▶ _Collected data_:
-----
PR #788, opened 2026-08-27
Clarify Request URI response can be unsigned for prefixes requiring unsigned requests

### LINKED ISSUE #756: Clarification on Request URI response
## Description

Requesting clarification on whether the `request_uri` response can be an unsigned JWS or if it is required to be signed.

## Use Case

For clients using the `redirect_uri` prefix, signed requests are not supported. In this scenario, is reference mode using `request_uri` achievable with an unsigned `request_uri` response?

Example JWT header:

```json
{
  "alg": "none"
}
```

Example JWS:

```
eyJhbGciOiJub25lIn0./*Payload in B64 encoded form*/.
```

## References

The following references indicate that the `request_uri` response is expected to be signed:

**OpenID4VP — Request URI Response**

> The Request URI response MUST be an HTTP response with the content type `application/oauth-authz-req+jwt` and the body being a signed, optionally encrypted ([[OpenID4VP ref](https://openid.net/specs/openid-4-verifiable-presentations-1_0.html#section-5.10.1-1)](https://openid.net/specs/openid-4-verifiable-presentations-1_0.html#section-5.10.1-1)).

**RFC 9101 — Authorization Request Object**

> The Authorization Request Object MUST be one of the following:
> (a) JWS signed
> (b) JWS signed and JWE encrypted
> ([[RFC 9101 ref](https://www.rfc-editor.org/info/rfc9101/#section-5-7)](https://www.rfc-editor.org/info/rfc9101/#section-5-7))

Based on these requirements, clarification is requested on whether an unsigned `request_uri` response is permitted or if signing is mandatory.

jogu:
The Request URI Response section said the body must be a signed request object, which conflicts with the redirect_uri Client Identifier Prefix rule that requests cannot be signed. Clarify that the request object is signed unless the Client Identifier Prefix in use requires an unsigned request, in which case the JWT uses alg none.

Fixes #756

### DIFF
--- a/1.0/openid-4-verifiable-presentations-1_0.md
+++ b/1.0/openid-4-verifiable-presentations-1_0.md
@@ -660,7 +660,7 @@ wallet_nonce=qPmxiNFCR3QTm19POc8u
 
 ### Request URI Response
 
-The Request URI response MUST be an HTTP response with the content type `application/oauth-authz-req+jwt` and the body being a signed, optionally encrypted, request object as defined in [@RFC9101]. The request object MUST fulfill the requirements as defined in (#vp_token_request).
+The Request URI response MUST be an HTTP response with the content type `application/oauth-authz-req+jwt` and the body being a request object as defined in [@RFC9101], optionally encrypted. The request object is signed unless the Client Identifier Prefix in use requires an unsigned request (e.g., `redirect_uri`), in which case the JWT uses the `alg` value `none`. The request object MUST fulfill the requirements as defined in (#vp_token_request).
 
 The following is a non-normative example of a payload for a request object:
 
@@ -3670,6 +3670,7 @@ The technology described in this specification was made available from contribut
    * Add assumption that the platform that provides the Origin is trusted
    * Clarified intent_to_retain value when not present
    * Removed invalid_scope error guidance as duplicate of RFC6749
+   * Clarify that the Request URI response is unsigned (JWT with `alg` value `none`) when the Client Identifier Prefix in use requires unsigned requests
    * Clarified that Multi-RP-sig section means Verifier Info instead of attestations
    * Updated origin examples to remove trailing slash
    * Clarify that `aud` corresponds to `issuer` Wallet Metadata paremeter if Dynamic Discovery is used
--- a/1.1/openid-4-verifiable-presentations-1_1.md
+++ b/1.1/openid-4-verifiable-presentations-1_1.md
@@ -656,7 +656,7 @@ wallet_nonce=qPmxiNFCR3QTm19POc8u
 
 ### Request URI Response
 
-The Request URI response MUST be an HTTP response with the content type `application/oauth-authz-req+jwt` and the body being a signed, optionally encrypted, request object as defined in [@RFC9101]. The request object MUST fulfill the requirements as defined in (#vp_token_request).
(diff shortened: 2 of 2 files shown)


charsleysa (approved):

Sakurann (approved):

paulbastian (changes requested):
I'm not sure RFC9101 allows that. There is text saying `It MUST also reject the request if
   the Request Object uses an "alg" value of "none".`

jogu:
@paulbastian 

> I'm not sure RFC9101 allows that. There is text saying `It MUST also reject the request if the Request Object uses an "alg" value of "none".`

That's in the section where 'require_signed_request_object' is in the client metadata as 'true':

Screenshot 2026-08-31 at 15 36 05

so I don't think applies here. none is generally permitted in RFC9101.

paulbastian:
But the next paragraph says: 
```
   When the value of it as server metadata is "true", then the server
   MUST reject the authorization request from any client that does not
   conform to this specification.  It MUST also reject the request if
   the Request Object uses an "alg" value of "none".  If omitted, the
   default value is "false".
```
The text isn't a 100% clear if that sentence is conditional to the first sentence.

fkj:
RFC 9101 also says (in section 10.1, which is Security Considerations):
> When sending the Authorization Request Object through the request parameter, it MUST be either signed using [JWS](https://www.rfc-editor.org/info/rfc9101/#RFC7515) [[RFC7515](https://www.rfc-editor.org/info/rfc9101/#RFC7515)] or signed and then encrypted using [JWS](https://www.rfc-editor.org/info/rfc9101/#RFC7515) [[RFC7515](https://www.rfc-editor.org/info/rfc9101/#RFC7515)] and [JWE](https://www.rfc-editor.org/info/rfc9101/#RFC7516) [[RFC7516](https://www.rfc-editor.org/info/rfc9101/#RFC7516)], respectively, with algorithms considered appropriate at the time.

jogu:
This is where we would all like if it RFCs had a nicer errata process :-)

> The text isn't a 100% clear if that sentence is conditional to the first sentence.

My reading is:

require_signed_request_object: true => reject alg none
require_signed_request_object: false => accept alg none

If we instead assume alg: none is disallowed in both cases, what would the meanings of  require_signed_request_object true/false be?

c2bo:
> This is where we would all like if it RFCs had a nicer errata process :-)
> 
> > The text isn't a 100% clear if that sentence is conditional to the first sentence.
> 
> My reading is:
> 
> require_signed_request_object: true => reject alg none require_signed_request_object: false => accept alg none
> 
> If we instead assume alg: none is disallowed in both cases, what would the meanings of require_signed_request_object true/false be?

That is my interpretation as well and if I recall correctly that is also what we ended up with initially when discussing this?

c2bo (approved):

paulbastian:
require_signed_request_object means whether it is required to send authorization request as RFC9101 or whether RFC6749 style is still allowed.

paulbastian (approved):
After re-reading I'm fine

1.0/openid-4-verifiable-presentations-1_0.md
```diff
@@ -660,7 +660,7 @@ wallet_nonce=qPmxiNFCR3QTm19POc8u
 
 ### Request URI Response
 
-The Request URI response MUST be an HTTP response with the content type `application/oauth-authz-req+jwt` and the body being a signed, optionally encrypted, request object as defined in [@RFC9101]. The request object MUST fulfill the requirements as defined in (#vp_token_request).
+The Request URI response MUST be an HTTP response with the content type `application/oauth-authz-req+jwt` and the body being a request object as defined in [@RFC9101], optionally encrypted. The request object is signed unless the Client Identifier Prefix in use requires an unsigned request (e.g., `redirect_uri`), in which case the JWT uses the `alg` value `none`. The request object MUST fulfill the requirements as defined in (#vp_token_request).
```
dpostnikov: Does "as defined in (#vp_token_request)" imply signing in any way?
-----
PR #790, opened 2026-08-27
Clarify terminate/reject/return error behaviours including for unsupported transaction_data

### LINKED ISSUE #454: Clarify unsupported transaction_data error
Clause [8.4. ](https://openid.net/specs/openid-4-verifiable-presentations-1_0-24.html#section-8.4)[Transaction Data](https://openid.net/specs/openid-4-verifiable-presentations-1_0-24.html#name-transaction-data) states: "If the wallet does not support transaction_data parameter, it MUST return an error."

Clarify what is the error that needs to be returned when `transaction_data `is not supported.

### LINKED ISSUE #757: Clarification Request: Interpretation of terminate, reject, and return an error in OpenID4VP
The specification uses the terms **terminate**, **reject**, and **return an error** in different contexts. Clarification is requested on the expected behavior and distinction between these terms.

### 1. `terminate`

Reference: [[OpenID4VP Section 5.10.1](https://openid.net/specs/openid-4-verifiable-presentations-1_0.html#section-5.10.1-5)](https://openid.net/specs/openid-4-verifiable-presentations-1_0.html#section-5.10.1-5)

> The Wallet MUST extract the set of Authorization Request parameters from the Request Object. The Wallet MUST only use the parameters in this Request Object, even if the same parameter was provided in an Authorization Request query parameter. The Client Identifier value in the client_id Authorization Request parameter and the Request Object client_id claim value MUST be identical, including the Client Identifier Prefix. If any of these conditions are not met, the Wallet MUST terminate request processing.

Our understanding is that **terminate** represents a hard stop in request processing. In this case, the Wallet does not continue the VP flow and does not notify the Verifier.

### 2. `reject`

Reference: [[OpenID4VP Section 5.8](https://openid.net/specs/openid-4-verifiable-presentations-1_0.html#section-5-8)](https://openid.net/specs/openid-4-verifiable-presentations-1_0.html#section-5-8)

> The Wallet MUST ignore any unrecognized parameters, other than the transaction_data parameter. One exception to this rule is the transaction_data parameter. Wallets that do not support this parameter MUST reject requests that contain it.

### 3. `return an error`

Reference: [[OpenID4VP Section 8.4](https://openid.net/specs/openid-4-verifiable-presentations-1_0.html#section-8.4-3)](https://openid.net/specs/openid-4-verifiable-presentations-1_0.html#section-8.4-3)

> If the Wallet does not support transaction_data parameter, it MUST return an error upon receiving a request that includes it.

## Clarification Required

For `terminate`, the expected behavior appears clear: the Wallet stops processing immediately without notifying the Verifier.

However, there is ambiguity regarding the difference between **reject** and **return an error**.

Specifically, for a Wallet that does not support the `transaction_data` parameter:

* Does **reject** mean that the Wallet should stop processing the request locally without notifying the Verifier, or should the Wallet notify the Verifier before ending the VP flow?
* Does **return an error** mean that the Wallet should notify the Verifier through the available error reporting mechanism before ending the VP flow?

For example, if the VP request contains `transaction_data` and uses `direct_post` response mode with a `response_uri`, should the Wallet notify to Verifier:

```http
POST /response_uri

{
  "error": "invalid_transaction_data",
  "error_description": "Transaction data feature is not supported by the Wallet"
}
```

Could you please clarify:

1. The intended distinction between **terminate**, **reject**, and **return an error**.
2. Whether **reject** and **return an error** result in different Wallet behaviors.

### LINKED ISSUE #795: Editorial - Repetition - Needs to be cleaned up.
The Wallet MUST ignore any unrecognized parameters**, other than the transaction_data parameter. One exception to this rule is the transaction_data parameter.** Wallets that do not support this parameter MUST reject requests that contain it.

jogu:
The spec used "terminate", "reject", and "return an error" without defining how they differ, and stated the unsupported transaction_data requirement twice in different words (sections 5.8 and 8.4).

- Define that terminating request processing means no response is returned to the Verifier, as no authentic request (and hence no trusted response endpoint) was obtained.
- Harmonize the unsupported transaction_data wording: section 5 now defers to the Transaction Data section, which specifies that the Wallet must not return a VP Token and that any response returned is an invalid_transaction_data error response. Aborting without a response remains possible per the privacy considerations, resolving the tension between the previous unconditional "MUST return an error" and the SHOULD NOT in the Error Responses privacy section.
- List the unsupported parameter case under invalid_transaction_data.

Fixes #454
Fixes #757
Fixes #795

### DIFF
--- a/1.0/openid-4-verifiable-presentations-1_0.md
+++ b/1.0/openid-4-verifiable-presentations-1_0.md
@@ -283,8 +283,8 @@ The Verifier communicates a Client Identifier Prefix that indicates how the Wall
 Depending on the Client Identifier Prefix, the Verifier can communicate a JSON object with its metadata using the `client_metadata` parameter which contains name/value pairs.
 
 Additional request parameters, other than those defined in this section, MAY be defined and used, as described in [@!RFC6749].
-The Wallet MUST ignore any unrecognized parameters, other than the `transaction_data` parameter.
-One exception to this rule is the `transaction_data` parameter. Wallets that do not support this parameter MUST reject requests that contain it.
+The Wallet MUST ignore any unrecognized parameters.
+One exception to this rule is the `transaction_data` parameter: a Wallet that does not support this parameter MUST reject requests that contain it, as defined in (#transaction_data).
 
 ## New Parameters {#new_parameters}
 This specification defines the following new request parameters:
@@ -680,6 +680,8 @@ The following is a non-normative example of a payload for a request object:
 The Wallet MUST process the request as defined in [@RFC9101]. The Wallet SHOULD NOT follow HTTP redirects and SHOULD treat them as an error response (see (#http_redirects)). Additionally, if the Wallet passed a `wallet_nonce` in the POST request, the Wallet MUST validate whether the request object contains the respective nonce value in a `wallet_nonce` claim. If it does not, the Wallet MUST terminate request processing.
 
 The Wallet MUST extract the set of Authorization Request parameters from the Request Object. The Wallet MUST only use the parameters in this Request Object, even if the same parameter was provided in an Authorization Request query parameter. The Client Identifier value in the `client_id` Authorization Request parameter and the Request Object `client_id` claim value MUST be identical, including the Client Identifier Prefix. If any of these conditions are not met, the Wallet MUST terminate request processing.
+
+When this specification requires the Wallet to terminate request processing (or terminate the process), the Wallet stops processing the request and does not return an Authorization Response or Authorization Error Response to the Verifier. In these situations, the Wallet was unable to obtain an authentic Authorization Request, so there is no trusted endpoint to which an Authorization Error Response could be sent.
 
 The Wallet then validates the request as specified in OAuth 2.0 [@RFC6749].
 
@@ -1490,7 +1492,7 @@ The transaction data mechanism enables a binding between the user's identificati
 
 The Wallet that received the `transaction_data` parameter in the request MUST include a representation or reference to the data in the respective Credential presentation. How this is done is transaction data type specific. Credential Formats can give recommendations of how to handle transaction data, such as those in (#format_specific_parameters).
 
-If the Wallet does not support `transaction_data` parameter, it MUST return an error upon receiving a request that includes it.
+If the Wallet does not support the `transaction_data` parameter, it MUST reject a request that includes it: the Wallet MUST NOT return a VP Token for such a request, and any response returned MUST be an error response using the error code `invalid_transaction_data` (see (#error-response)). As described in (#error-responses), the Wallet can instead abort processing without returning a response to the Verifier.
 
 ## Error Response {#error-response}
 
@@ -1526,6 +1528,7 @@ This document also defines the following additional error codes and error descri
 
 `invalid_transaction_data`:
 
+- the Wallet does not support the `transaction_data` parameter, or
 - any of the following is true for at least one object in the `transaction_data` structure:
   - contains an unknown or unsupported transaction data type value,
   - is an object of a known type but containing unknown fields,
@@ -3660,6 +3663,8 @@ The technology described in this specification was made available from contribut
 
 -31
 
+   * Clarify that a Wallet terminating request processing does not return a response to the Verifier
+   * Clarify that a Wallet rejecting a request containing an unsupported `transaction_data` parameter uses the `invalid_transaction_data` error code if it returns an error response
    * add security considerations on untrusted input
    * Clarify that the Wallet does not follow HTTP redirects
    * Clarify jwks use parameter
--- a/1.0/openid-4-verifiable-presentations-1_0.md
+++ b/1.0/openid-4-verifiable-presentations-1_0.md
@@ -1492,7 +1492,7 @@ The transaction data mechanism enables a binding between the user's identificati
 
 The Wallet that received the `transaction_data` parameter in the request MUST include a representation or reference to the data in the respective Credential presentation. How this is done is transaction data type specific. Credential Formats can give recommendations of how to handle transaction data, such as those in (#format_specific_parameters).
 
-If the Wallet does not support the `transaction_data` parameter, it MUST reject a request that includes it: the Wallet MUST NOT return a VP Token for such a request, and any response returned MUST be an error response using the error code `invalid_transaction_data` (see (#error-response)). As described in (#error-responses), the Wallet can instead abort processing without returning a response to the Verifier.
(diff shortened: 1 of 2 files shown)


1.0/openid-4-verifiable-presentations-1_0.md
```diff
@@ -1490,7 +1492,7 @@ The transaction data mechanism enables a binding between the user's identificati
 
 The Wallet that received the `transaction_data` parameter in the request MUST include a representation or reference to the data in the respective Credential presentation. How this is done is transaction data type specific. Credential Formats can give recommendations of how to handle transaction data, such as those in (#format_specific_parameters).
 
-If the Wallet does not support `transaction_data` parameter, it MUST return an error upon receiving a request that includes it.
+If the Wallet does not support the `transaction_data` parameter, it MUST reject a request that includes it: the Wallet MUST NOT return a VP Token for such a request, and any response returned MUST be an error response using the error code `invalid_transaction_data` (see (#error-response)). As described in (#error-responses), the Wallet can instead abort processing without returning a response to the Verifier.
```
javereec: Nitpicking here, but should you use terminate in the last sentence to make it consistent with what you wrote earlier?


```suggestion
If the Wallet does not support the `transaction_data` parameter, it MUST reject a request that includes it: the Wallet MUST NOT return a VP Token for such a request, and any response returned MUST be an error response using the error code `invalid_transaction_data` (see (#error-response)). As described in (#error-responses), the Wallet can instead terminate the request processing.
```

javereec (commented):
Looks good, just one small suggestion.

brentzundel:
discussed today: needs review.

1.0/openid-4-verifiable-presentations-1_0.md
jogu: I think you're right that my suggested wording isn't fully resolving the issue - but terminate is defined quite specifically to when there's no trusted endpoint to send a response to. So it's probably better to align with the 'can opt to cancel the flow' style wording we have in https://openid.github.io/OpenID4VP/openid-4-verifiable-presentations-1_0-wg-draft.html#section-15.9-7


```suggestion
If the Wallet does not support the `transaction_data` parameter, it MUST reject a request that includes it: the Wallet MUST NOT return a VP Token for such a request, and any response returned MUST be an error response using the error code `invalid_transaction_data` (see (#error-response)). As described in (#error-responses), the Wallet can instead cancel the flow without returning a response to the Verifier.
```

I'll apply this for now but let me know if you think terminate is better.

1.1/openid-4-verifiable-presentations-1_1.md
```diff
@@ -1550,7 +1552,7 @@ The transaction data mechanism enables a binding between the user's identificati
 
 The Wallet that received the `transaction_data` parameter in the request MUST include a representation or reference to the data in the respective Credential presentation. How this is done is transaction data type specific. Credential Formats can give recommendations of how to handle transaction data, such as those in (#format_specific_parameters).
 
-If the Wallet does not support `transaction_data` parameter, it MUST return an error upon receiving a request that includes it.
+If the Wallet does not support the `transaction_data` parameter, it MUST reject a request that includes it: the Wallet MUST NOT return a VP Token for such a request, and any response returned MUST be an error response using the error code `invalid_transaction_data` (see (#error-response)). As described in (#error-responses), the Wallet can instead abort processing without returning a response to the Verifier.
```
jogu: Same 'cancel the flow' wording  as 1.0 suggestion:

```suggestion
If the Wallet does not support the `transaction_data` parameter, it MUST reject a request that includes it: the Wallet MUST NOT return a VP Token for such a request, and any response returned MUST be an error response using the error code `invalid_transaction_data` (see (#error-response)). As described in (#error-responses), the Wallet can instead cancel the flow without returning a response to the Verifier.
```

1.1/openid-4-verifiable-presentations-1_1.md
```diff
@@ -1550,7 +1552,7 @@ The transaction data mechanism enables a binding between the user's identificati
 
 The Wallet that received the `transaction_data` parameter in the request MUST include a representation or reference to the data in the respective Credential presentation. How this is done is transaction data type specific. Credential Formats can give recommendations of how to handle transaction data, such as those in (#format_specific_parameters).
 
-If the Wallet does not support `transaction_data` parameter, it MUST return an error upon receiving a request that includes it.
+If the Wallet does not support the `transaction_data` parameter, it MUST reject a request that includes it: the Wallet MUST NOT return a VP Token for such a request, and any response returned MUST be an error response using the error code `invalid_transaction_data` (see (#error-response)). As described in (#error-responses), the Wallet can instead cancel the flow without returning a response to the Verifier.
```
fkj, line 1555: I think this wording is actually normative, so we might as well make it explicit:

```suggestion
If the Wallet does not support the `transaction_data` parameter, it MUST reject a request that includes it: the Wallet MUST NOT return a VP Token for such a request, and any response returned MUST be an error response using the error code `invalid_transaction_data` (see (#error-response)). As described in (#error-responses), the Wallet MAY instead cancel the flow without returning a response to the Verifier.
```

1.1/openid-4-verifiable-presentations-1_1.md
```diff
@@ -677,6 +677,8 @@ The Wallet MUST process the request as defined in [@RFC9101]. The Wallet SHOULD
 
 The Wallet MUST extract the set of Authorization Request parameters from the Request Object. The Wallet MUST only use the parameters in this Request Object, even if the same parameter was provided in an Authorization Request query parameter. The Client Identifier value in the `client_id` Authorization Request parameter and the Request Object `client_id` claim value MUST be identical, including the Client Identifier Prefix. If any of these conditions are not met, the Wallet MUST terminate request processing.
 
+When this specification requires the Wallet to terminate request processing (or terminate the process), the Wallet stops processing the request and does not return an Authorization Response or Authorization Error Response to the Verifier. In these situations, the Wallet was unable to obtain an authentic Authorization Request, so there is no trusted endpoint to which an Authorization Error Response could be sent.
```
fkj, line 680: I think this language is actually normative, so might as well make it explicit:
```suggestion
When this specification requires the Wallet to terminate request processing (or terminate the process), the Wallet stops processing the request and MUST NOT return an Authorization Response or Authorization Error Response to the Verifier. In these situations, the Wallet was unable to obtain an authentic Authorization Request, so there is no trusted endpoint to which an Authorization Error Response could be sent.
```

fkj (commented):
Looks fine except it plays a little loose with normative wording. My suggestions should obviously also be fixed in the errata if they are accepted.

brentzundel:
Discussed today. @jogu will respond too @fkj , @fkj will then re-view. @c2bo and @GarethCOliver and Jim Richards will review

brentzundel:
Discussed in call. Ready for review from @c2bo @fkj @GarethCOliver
-----
▶ _Task item_:
All that is wanted is a faithful reproduction of the line above with "any unrecognized parameters.", the line with "not, the Wallet MUST terminate request processing.", and every line in between.

▶ _Written response_:
+The Wallet MUST ignore any unrecognized parameters.
+One exception to this rule is the `transaction_data` parameter: a Wallet that does not support this parameter MUST reject requests that contain it, as defined in (#transaction_data).
 
 ## New Parameters {#new_parameters}
 This specification defines the following new request parameters:
@@ -680,6 +680,8 @@ The following is a non-normative example of a payload for a request object:
 The Wallet MUST process the request as defined in [@RFC9101]. The Wallet SHOULD NOT follow HTTP redirects and SHOULD treat them as an error response (see (#http_redirects)). Additionally, if the Wallet passed a `wallet_nonce` in the POST request, the Wallet MUST validate whether the request object contains the respective nonce value in a `wallet_nonce` claim. If it does not, the Wallet MUST terminate request processing.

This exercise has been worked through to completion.